WORK TO BE COMPLETED = What lines below mention the word "button"? Copy each one.
____ DATA FOR THE TASK
PR #115, opened 2022-09-06
Debug unify: Add button to jump to subst's origin

NatKarmios:
Add a button to the debugger's unification interface, to jump to the assertion where a substitution is learned.
image

### DIFF
--- a/GillianCore/debugging/debugger/debugger.ml
+++ b/GillianCore/debugging/debugger/debugger.ml
@@ -104,11 +104,17 @@ struct
     type unify_kind = Unifier.unify_kind [@@deriving yojson]
     type unify_result = Success | Failure [@@deriving yojson]
 
+    type substitution = {
+      assert_id : rid; [@key "assertId"]
+      subst : string * string;
+    }
+    [@@deriving yojson]
+
     type assertion_data = {
       id : rid;
       fold : (rid * unify_result) option;
       assertion : string;
-      substitutions : (string * string) list;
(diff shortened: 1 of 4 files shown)


giltho:
Love it

GillianCore/debugging/debugger/debugger.ml
```diff
@@ -167,7 +173,12 @@ struct
           let asrt, _ = asrt_report.step in
           Fmt.str "%a" Asrt.pp asrt
         in
-        let substitutions = asrt_report.subst |> Subst.to_list_pp in
+        let substitutions =
+          asrt_report.subst |> Subst.to_list_pp
+          |> List.map (fun subst ->
+                 List.find_opt (fun prev -> prev.subst = subst) prev_substs
```
giltho, line 179: Let's not use polymorphic equal
`[%eq: (string * string)] prev.subst subst` should work

giltho (approved):
try that tiny change, if that works, push and we'll merge

giltho:
We need to think about how to test the debugger

philippagardner:
AWS code, found bug, is great.

We should think about what to do with the students: perhaps give them X algorithms, their job is to verify them in the tool and complete a form with questions….I’m busking this a bit.

There’s probably other ways of thinking about this….What happens inside AWS about testing the debugger…?

P




On 6 Sep 2022, at 02:11, Sacha Ayoun ***@***.******@***.***>> wrote:



We need to think about how to test the debugger

PR #112, opened 2022-08-18
Update Dockerfile

kraimalani:
upgrade esy to 0.6.12

PR #116, opened 2022-09-09
Update Dockerfile, add CI job to test Docker

NatKarmios:
Builds on #112


giltho:
I'll merge that, but it is horribly slow, I hadn't thought about that. We might only build the docker on release for example?

PR #117, opened 2022-09-21
Support "hidden" annotation

NatKarmios:
Allow commands to be annotated as hidden, causing them to not be considered when lifting to the target language.

### DIFF
--- a/GillianCore/GIL_Syntax/Annot.ml
+++ b/GillianCore/GIL_Syntax/Annot.ml
@@ -2,14 +2,10 @@
 type t = {
   origin_loc : Location.t option;  (** Better not to know what this is for *)
   origin_id : int option;  (** Origin Id, that should be abstracted away *)
-  loop_info : string list;
+  loop_info : string list; [@default []]
+  lift_hidden : bool; [@default false]  (** Hidden when lifting *)
 }
-[@@deriving yojson]
-
-(**/**)
-
-let make ?origin_loc ?origin_id ?(loop_info = []) () =
-  { origin_loc; origin_id; loop_info }
+[@@deriving yojson, make]
 
 let get_loop_info (annot : t) = annot.loop_info
 
@@ -18,3 +14,5 @@ let set_loop_info (annot : t) (loop_info : string list) =
 
 let get_origin_loc annot = annot.origin_loc
 let get_origin_id annot = annot.origin_id
+let hide (annot : t) = { annot with lift_hidden = true }
+let is_hidden (annot : t) = annot.lift_hidden
--- a/GillianCore/debugging/debugger/debugger.ml
+++ b/GillianCore/debugging/debugger/debugger.ml
@@ -297,6 +297,8 @@ struct
     }
     [@@deriving yojson]
 
+    type stop_at = StartOfPath | EndOfPath | BeforeNothing
+
     type 'case t =
       | Nothing
       | Cmd of cmd_data * 'case t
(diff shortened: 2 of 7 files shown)


GillianCore/GIL_Syntax/Annot.ml
```diff
@@ -2,14 +2,10 @@
...
+  loop_info : string list; [@default []]
+  lift_hidden : bool; [@default false]  (** Hidden when lifting *)
 }
-[@@deriving yojson]
-
-(**/**)
-
-let make ?origin_loc ?origin_id ?(loop_info = []) () =
-  { origin_loc; origin_id; loop_info }
+[@@deriving yojson, make]
```
giltho, line 8: nice

GillianCore/debugging/debugger/debugger.ml
```diff
@@ -535,82 +549,83 @@ struct
...
+              ("lifted_map", to_yojson branch_case_to_yojson lifted_map);
+              ("new_submap", to_yojson branch_case_to_yojson new_submap);
+            ])
+          ("ExecMap.insert_lifted: " ^ msg)
+      in
       let lift_data cmd_data =
         let new_display =
           Lifter.get_origin_node_str tl_ast cmd_data.origin_id
         in
-        let new_displa =
```
giltho, line 544: lmao

GillianCore/utils/syntaxes.ml
```diff
@@ -6,4 +6,5 @@ end
 module Option = struct
   let ( let+ ) f o = Option.map o f
   let ( let* ) o f = Option.bind o f
+  let ( let- ) f o = Option.iter o f
```
giltho, line 9: Yep, you figured out that wouldn't work I guess: iter doesn't compose like map and bind do.
bind is `'a t -> ('a -> 'b t) -> 'b t`
map is `'a t -> ('a -> 'b) -> 'b t`
Both take and return a `_ t` so you can compose those as you want.
iter is `'a t -> ('a -> ()) -> ()`, that doesn't compose, so you can't use monadic let binding.

Anyway, let's remove it :)

GillianCore/utils/option_utils.ml
```diff
@@ -11,3 +11,8 @@ let somes_and_eq ox y =
 let or_else f = function
   | Some x -> x
   | None -> f ()
+
+let coalesce a b =
+  match (a, b) with
+  | Some x, _ | _, Some x -> Some x
+  | _ -> None
```
giltho, line 18:
```suggestion
let coalesce a b =
  match a with
  | Some _ -> a
  | _ -> b
```
equivalent solution, but lighter.
First, matching on b is not necessary, so that's an operation you can avoid
Second, in the case when you return a, you don't have to rebuild a `Some x` as the `a` allocation may simply be reused

giltho: acknowledging that was my own code 😆

giltho (changes requested):

GillianCore/utils/syntaxes.ml
NatKarmios: Removed in b77c1f2afb712b4c68107ea9cf97b96714c4a3a2

GillianCore/utils/option_utils.ml
NatKarmios: Changed in 04099f5707f52ded44d805023b721f07f97650a2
________
SOLUTION TO THE PROBLEM =
Debug unify: Add button to jump to subst's origin
Add a button to the debugger's unification interface, to jump to the assertion where a substitution is learned.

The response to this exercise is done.